- TASK TO CARRY OUT: Retype, exactly as they appear below, the lines between the line holding "- print hexdump" and the line holding "PR #68, opened 2020-06-07", both ends included.

- RECORDS SUPPLIED:
PR #5006, opened 2025-03-21
make pyright happier

adhami3310:
this is not useful per se, but i'm noticing some stuff that can be problematic at times


reflex/vars/base.py
```diff
@@ -1058,7 +1060,9 @@ def bool(self) -> BooleanVar:
 
         return boolify(self)
 
-    def __and__(self, other: Var | Any) -> Var:
+    def __and__(
+        self, other: Var[OTHER_VAR_TYPE] | Any
+    ) -> Var[VAR_TYPE | OTHER_VAR_TYPE]:
```
masenf, line 1065: is this correct? i thought this operation returned a bool-like

masenf (approved):
lots of good cleanup here 🙌

reflex/vars/base.py
adhami3310: yes, `&` is operating like python `and`and javascript `&&`

PR #5013, opened 2025-03-22
disable ipv6

adhami3310:


adhami3310:
we should add an escape hatch for this one

masenf (commented):
my only hesitation with this one, is what happens if the user only has ipv6? (i know very rare and impractical in today's world, but we're possibly introducing tech debt)

masenf (approved):
confirmed working on ipv6 only and ipv6 dual stack network

PR #5019, opened 2025-03-24
add ndigits to round dunder method

adhami3310:


masenf (dismissed):
i recommend adding a few lines to `test_var_operations.py` just to make sure we have some coverage for this

masenf (approved):

PR #5021, opened 2025-03-25
allow arguments to be passed to rx memo event handlers

### LINKED ISSUE #4985: Passing event handlers with arguments with rx.memo
**Describe the bug**
Using event handlers that take arguments does not work in cunjunction with rx.memo. If the event handler is passed to e.g. an on_change of an input, the frontend throws an error. If the event handler is used with partial argument, the compilation already fails.

**To Reproduce**

```python
import reflex as rx
from reflex.event import passthrough_event_spec

class State(rx.State):
    @rx.event
    async def state_event(self, value: str) -> None:
        print(f"Passed {value} to event")

# This works with the folling line commented out
@rx.memo
def my_memoed_component(
    some_value: str,
    event: rx.EventHandler[passthrough_event_spec(str)],
) -> rx.Component:
    return rx.vstack(
        # Fails at compilation here
        # with a
        #  ValueError: Invalid event chain: ((...args) => (event(someValue, ...args))) of type typing.Callable
        rx.button(some_value, on_click=event(some_value)),
        # If the line above is commented out, compilation works, but
        # then the page throws an exception on the frontend:
        #  Unhandled Runtime Error
        #  RangeError: Maximum call stack size exceeded
        #  hasBinary
        #  node_modules/socket.io-parser/build/esm/is-binary.js (24:17)
        #  ...
        # when entering text in the field.
        rx.input("Your string:", on_change=event)
    )

def index() -> rx.Component:
    return rx.hstack(my_memoed_component(some_value="some_value", event=State.state_event))

app = rx.App()
app.add_page(index, "/")
```

**Expected behavior**
I would expect that rx.memo works with passed event handlers from State and ComponentState classes and they can be used as when using a function component.

- Python Version: 3.13
- Reflex Version: 0.7.3
- OS: mac OS 15.3
- Browser (Optional): Arc

adhami3310:
fixes #4985

### DIFF
--- a/reflex/compiler/utils.py
+++ b/reflex/compiler/utils.py
@@ -318,7 +318,7 @@ def compile_custom_component(
     }
 
     # Concatenate the props.
-    props = [prop._js_expr for prop in component.get_prop_vars()]
+    props = list(component.props)
 
     # Compile the component.
     return (
--- a/reflex/components/component.py
+++ b/reflex/components/component.py
@@ -48,12 +48,13 @@ from reflex.constants import (
 from reflex.constants.compiler import SpecialAttributes
 from reflex.constants.state import FRONTEND_EVENT_STATE
 from reflex.event import (
-    EventActionsMixin,
     EventCallback,
     EventChain,
     EventHandler,
     EventSpec,
     no_args_event_spec,
+    parse_args_spec,
+    run_script,
 )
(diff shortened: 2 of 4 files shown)


masenf (approved):
added an integration test from the original bug

masenf (approved):

PR #65, opened 2020-06-06
serial: flush() after open() in the serial core.

wsakernel:
Quite some drivers flush the serial port after opening it. And quite
some don't although they should. Factor this out, so serial_open() will
always flush the port. The removal in the drivers was done with this
small coccinelle script:

@@
struct sr_serial_dev_inst *serial;
@@

        serial_open(serial, ...)
        ... when != serial
-       serial_flush(serial);

and then the results and the unmatched findings of serial_flush() were
audited.

Signed-off-by: Wolfram Sang <wsa@kernel.org>


gsigh:
Merged in cb828f1b3e00, thank you!

PR #67, opened 2020-06-06
openbench-logic-sniffer: improve error messages when scanning ID

wsakernel:
- always say 'ID' when the ID command failed
- print hexdump of a faulty ID because on a stalled device we may get
  0x00 bytes which would terminate the string early.

Introduce a new 'num_read' variable to avoid that in a future change
'ret' might get reused and destroy the parameter needed for hexdump.

Signed-off-by: Wolfram Sang <wsa@kernel.org>


uwehermann:
Looks good, but please drop the "ret" variable, that's unused now and causes a compiler warning.

ninjadrm:
Oops, sorry, seems I overlooked this. I updated the branch now.

uwehermann:
Merged in 35be304ba63a8d65904de2fdbcd5d848c85d7671, thanks!

PR #68, opened 2020-06-07
kingst-la2016: improved bitstream upload and fix for v3.4.2

fastflo:
of vendor's fpga bitstream.
this is now tested to work with version 3.4.0 and 3.4.2.

i realized that the data of one control-out request before the fpga-bitstream-upload is actually the bitstream-length (vendor's software uses the NON-zero-padded length here).
the version 3.4.2 bistream length is longer than version 3.4.0, thats what caused the upload to fail.

there is still another control-out request after bitstream upload that seems to depend on bitstream contents -- currently i don't understand how. i left a switch between the two currently known bitstream lengths. (so that v3.4.0 and v3.4.2 is supported)

PR https://github.com/sigrokproject/sigrok-util/pull/2 is also related to this bug. it doesn't seem to be strictly needed (it also works when zero-padded-size is specified), but i suggest to still merge it to have the same behaviour as the vendors software.

[fixes #1559]

### DIFF
--- a/src/hardware/kingst-la2016/protocol.c
+++ b/src/hardware/kingst-la2016/protocol.c
@@ -28,6 +28,7 @@
 #include <stdio.h>
 #include <errno.h>
 #include <math.h>
+#include <inttypes.h>
 #include <libsigrok/libsigrok.h>
 #include "libsigrok-internal.h"
 #include "protocol.h"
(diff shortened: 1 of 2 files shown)


uwehermann:
Merged in 3f48ab0282ea6f0b108cb441a9cc5fb76ad31e58 with two small whitespace fixes, thanks!

"if(" -> "if ("

PR #70, opened 2020-06-10
scpi-dmm: Add GW-Instek 8200A series bench meter support

tjko:
This patch adds support to GW-Instek GDM-8251A and GDM-8255A bench multimeters.

I was initially going to go with standalone driver, but noticed existing scpi-dmm driver was already implemented with excellent framework for meters using SCPI commands.

However, GW-Instek seems to interpret SCPI/IEEE488.2 differently from some other vendors like HP/Agilent/Keysight, so small change is included to "scpi" code to relax the SCPI protocol implementation (support NL+CR in addition to NL as terminator for response message) and parsing response to *IDN? command when device omits serial number... 

After studying existing code and specs, I believe the change to scpi_serial_read_data() does not break any existing SCPI device support: 236583fc190527138050caa8804b8b82fa81486a

Since currently "scpi" code does not work with any device that behaves like GW-Instek devices that terminate responses with NL+CR (instead of just plain NL that HP/Agilent devices send).  Since if any device sends anything but NL/LF character at the end of the response message, it doesn't work. Symptom being this:

```
sr: scpi: Timed out waiting for SCPI response.
```

Another change to "scpi" was to support devices that omit serial number in response to *IDN? commmand: 07aec699cfeaf509a2d99e059411572afcefc41d
(this won't have any effect on devices that respond fully SCPI compliant way to *IDN? command)

Do you feel this is good/proper way to modify the "scpi" code to allow support of vendors that interpret the spec slightly differently?  Or would it be perhaps better to make these changes conditional, so driver could toggle flag (in scpi driver context) to enable more relaxed/flexible protocol interpretation (if desired)?   Then drivers like scpi-dmm/scpi-pps could first scan for device using "strict" SCPI implementation, and if no devices found could try again with the relaxed SCPI implementation enabled?    

Or would you recommend just going the route of standalone driver for these GW-Instek devices? (I'm also looking adding support to GPD-3303S power supply that would benefit from this change, allowing it to be supported by scpi-pps driver instead of needing standalone driver as well...)


tjko:
Replaced with: https://github.com/sigrokproject/libsigrok/pull/78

- TASK RESPONSE:
- print hexdump of a faulty ID because on a stalled device we may get
  0x00 bytes which would terminate the string early.

Introduce a new 'num_read' variable to avoid that in a future change
'ret' might get reused and destroy the parameter needed for hexdump.

Signed-off-by: Wolfram Sang <wsa@kernel.org>


uwehermann:
Looks good, but please drop the "ret" variable, that's unused now and causes a compiler warning.

ninjadrm:
Oops, sorry, seems I overlooked this. I updated the branch now.

uwehermann:
Merged in 35be304ba63a8d65904de2fdbcd5d848c85d7671, thanks!

PR #68, opened 2020-06-07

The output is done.